Running Apache Spark on Kubernetes: Best Practices and Pitfalls - Databricks

Running Apache Spark on Kubernetes: Best Practices and Pitfalls

Since initial support was added in Apache Spark 2.3, running Spark on Kubernetes has been growing in popularity. Reasons include the improved isolation and resource sharing of concurrent Spark applications on Kubernetes, as well as the benefit to use an homogeneous and cloud native infrastructure for the entire tech stack of a company. But running Spark on Kubernetes in a stable, performant, cost-efficient and secure manner also presents specific challenges. In this talk, JY and Julien will go over lessons learned while building Data Mechanics, a serverless Spark platform powered by Kubernetes. Topics include:

  • Scalability bottlenecks of Spark on Kubernetes
  • Optimizations for highly concurrent interactive use cases
  • Specificities of data I/O on Kubernetes
  • Secure access to data via Kubernetes role-based access control
  • Automated job configuration tuning.

« back
About Jean-Yves Stephan

Data Mechanics

Jean-Yves is the CEO and Co-Founder of Data Mechanics, an automated performance tuning platform for Apache Spark which works on top of any cloud-based data platform. Prior to that, he was a software engineer and team lead at Databricks where he grew the management of Spark infrastructure from early startup days to hundreds of thousands of nodes launched in the cloud per day.
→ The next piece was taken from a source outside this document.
PR #1271, opened 2025-06-07
chore: #1159 Fix incorrect timeout for publisher

### LINKED ISSUE #1159: Incorrect timeout for publisher
### Description

The default timeout for the publisher plugin at [`PublisherConfig::timeoutThresholdMillis`](https://github.com/hiero-ledger/hiero-block-node/blob/v0.10.0-rc2/block-node/publisher/src/main/java/org/hiero/block/node/publisher/PublisherConfig.java#L20) is incorrect (too short). It should be at least 4 seconds to allow for consensus node block time defaults, real-world delays, and network slowness.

Jean-Yves is passionate about simplifying data engineering operations and making it easy for anyone to operate performant and stable data pipelines at scale. He graduated from Ecole Polytechnique and Stanford University.

About Julien Dumazert

Data Mechanics

Julien is the CTO and Co-Founder of Data Mechanics, a YCombinator-backed startup with the mission to automate the often tedious mechanical work performed manually by data engineers today, starting with Spark performance and stability tuning. He previously worked as a data scientist on optimizing BlaBlaCar’s world-leading carpooling marketplace, and led the data team at the website UX optimization platform ContentSquare. He graduated from Ecole Polytechnique and ETH Zurich.